I’m betting you’ve been here before: you’ve had people hounding you for your opinion all day, and each decision - despite being well within your skill set - starts to seem harder than the next. You get up, walk around, roll your shoulders a few times, and find yourself craving, yet again, something sweet. You give in and chow down on a few pieces of chocolate, grab some Sour Patch Kids, or munch on an apple, and within a few minutes, your thinking seems to get a little clearer and less labored.
Miracle, right? Nah, apparently it’s just science.
While the diet-conscious among us know that staying healthy usually means nixing the simple carbs (e.g. sugar), a conglomeration of studies featured recently in the New York Times says your waistline might thank you for that more than your brain, especially after your noggin’s had a hard workout.
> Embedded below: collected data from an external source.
PR #880, opened 2026-04-22
refactor: move block layover index from memory to SQLite

Ahmedhossamdev:
Fixes: #838 

# Summary

Migrates the block-layover index from an in-memory `map[string][]*BlockLayoverIndex`
built on every GTFS load to a persistent `block_layover` table, rebuilt inside the
import transaction. Part of the ongoing effort to remove in-memory GTFS static
state from `gtfs_manager.go` 

## Summary by CodeRabbit

* **Refactor**
  * Layover tracking moved from in-memory indices to a persistent, database-backed model for consistent, scalable layover tracking.

* **New Features**
  * Persistent layover storage with enforced valid intervals and indexes for efficient route/time lookups.
  * DB-backed query to fetch active layover blocks for a route and time window.

* **Improvements**
  * Trip listings use DB-backed layover lookups with stricter time-window filtering and improved handling of shared blocks and agency assignment.
  * Reimports now clear prior layover data to avoid duplicates.

* **Tests**
  * Added integration-style tests validating layover persistence, reimport behavior, and time-window query correctness.


internal/restapi/trips_for_route_handler.go
```diff
@@ -269,23 +273,30 @@ func (api *RestAPI) tripsForRouteHandler(w http.ResponseWriter, r *http.Request)
...
 	}
-	fetchedTrips = fetchedTrips[:n]
 
 	tripAgencyMap := make(map[string]string)
 	if len(fetchedTrips) > 0 {
-		if route, err := api.GtfsManager.GtfsDB.Queries.GetRoute(ctx, routeID); err == nil {
-			for _, trip := range fetchedTrips {
-				tripAgencyMap[trip.ID] = route.AgencyID
+		routeAgencyCache := make(map[string]string)
+		for _, trip := range fetchedTrips {
```
fletcherw, line 282: any reason not to collect all Route IDs in one slice and then call GetRoutesByIDs?

gtfsdb/schema.sql
```diff
@@ -367,6 +367,27 @@ CREATE INDEX IF NOT EXISTS idx_block_trip_entry_trip_id ON block_trip_entry (tri
...
 
+-- migrate
+CREATE TABLE
+    IF NOT EXISTS block_layover (
+        id INTEGER PRIMARY KEY AUTOINCREMENT,
+        block_id TEXT NOT NULL,
+        service_id TEXT NOT NULL,
+        route_id TEXT NOT NULL, -- route of the trip DEPARTING from the layover
+        layover_stop_id TEXT NOT NULL,
+        layover_start INTEGER NOT NULL, -- nanoseconds since service-day midnight
```
fletcherw, line 441: nanoseconds seems a little precise, would probably be fine as seconds. Not a big deal though.

internal/restapi/trips_for_route_handler.go
fletcherw, line 66: all of this interval math using  integers is bug-prone. Ideally you would do all of the time math using Time and Duration, and only covert to an integer for the database query.

gtfsdb/query.sql
```diff
@@ -1051,12 +1080,18 @@ WHERE bte.block_id IN (sqlc.slice('block_ids'))
...
+-- specified BlockTripIndex IDs. Mirrors Java's BlockCalendarServiceImpl.getActiveBlocksInTimeRange,
+-- which binary-searches maxArrivals/minDepartures so "all E blocks" never includes a block
+-- whose trips are hours away from the requested time.
 SELECT DISTINCT bte.block_id
 FROM block_trip_entry bte
-WHERE bte.block_trip_index_id IN (sqlc.slice('index_ids'))
-  AND bte.service_id IN (sqlc.slice('service_ids'))
-  AND bte.block_id IS NOT NULL;
+JOIN trips t ON bte.trip_id = t.id
+WHERE t.max_departure_time >= sqlc.arg('from_time')
```
fletcherw, line 1093: what's the expected behavior if max or min are null? Or is that considered invalid data and out-of-scope?

gtfsdb/query.sql
```diff
@@ -1051,12 +1080,18 @@ WHERE bte.block_id IN (sqlc.slice('block_ids'))
...
+  AND t.min_arrival_time <= sqlc.arg('to_time')
```
fletcherw, line 1094: Does adding this filter slow down the query much? It seems like maybe not because we pass in the block_trip_index_ids to lookup first.

gtfsdb/query.sql
```diff
@@ -1000,6 +1000,35 @@ DELETE FROM block_trip_entry;
...
+-- name: GetActiveLayoverBlockIDsForRoute :many
+-- Return distinct block IDs whose layover overlaps the given time window for the
+-- specified route + active service IDs. Replaces the in-memory
+-- GetBlocksInTimeRange traversal with one indexed range scan per call.
+-- Slice param is last so non-slice param numbering stays contiguous (?1, ?2, ?3)
+-- when the slice is empty and sqlc expands it to NULL.
+SELECT DISTINCT block_id
+FROM block_layover
+WHERE route_id = sqlc.arg('route_id')
+  AND layover_start < sqlc.arg('time_range_end')
```
fletcherw, line 1028: how fast is this query on a large dataset? I know you have an index but the double range query still needs to scan extra rows.

gtfsdb/schema.sql
```diff
@@ -367,6 +367,27 @@ CREATE INDEX IF NOT EXISTS idx_block_trip_entry_trip_id ON block_trip_entry (tri
...
+        layover_end INTEGER NOT NULL,
+        next_trip_id TEXT NOT NULL,
+        FOREIGN KEY (next_trip_id) REFERENCES trips (id)
+    );
+
+-- migrate
+CREATE INDEX IF NOT EXISTS idx_block_layover_route_service_time
+    ON block_layover (route_id, service_id, layover_end, layover_start);
```
fletcherw: I don't know if the layover_start column in this index is used because you have a range query on layover_end. You could potentially just delete it.

fletcherw (commented):
do you think the unit tests for trips-for-route adequately check the blockLayoverIndices logic?

gtfsdb/schema.sql
Ahmedhossamdev: Agree it's overkill for layover windows. I kept ns for uniformity with the rest of the DB: stop_times.arrival_time/departure_time and trips.min_arrival_time/max_departure_time are all nanoseconds-since-midnight, and the handler compares layover bounds against those same columns. Switching layovers alone to seconds would mean converting on every comparison. We can in the feature drop all ns to seconds

internal/restapi/trips_for_route_handler.go
Ahmedhossamdev: Good catch, no reason, I'll refactor it to use GetRoutesByIDs

gtfsdb/query.sql
Ahmedhossamdev: Trips with null min/max have no stop_times, so they can't be active and are correctly filtered out by the SQL three-valued-logic semantics of >=/<=. I'll add a comment making that explicit so the next reader doesn't have to reason about it.

Ahmedhossamdev:
> do you think the unit tests for trips-for-route adequately check the blockLayoverIndices logic?

I think it's still no, we need to add more tests that cover the cases we have

gtfsdb/schema.sql
Ahmedhossamdev: Yeah, I'll remove it

gtfsdb/query.sql
Ahmedhossamdev: I think no, block_trip_index_id is already narrowed to this route upstream, the join to trips is a PK lookup, and the time-window predicate hits idx_trips_time_window.

gtfsdb/query.sql
Ahmedhossamdev: Tried it on our Sound Transit consolidated feed (68k rows in block_layover). ~15µs per query warm, ~200µs cold. Only layover_end is a range scan + layover_start is an in-index filter, not a second range.

gtfsdb/schema.sql
Ahmedhossamdev: Actually it is being used.  When I dropped it the query got noticeably slower (~22µs vs ~15µs warm on our 68k-row Sound Transit feed, ~50%).

gtfsdb/query.sql
fletcherw: nice thanks for checking.

gtfsdb/block_layover_test.go
```diff
@@ -0,0 +1,138 @@
...
+func TestBuildBlockLayoverIndex_PopulatesTable(t *testing.T) {
+	client := newTestClientWithRABA(t)
+	ctx := context.Background()
+
+	var total int
+	err := client.DB.QueryRowContext(ctx, "SELECT COUNT(*) FROM block_layover").Scan(&total)
+	require.NoError(t, err)
+	assert.Greater(t, total, 0, "RABA feed should produce at least one block layover")
+
+	// Invariants: every row has the required fields and layover_start <= layover_end.
```
fletcherw: Are these both enforced by sqlite already? If not, add some CHECK constraints to the table schema to ensure that they are and remove this test.

gtfsdb/block_layover_test.go
```diff
@@ -0,0 +1,138 @@
...
+	rows, err := client.DB.QueryContext(ctx, `
+		SELECT block_id, route_id, service_id, layover_stop_id, next_trip_id,
+		       layover_start, layover_end
+		FROM block_layover`)
```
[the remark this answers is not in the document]
fletcherw: This is fine to ignore. We should update steering doc to specify all prod queries should use sqlc.

internal/restapi/trips_for_route_handler.go
```diff
@@ -269,22 +273,39 @@ func (api *RestAPI) tripsForRouteHandler(w http.ResponseWriter, r *http.Request)
...
+		}
+		routeIDs := make([]string, 0, len(routeIDSet))
+		for id := range routeIDSet {
+			routeIDs = append(routeIDs, id)
+		}
+
+		routes, err := api.GtfsManager.GtfsDB.Queries.GetRoutesByIDs(ctx, routeIDs)
+		if err != nil {
+			api.Logger.Warn("trips-for-route: failed to fetch routes for agency mapping", "error", err)
+		}
```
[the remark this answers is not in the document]
fletcherw: I think this is a good suggestion.

fletcherw (approved):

The study in question initially began by trying to analyze a phenomenon termed “decision fatigue” or “ego depletion” - that miserable fuzziness you get after making a crap ton of choices or having to maintain willpower over a prolonged period of time. What researchers discovered was that bursts of glucose after your brain is completely exhausted act as a pick-me-up and allow you to keep functioning at a high level. This is probably why when you’re tired, you tend to crave sugary foods - your body’s looking for a quick way to refuel its drained energy stores.
Unfortunately, while this helps you in the short-term, long-term you’re better off feeding a high-performing brain the same way you do a high-performing body - through a moderate, balanced approach.
If you find yourself needing a pick-me-up:
Sugar cravers: Keep a little bag of candy, a mini chocolate bar, or some other small portion of sugar-rich food in your desk drawer. When you start getting fuzzy, pop a couple, take a walk, and re-center yourself.
Food cravers, in general: Stick a piece of fruit in your purse as you’re walking out the door in the morning. The wonderful thing about fruit is that it’s not empty, like candy. Rather, it contains a nice burst of glucose in addition to vitamins, minerals, fiber, and all kinds of other great things. If fruit’s not in season, look to things like energy bars with moderate simple carb content and other good nutritional stats.
Maintain a balanced diet. Too much emphasis on one type of food is never healthy. Instead, make a point of including all types of foods - proteins, complex carbs, simple carbs, etc. - in your daily intake. Simple carbs will give you a quick boost, while complex carbs and protein take longer to process and will keep giving your body (and mind!) the energy they need long after you put your lunchbox away.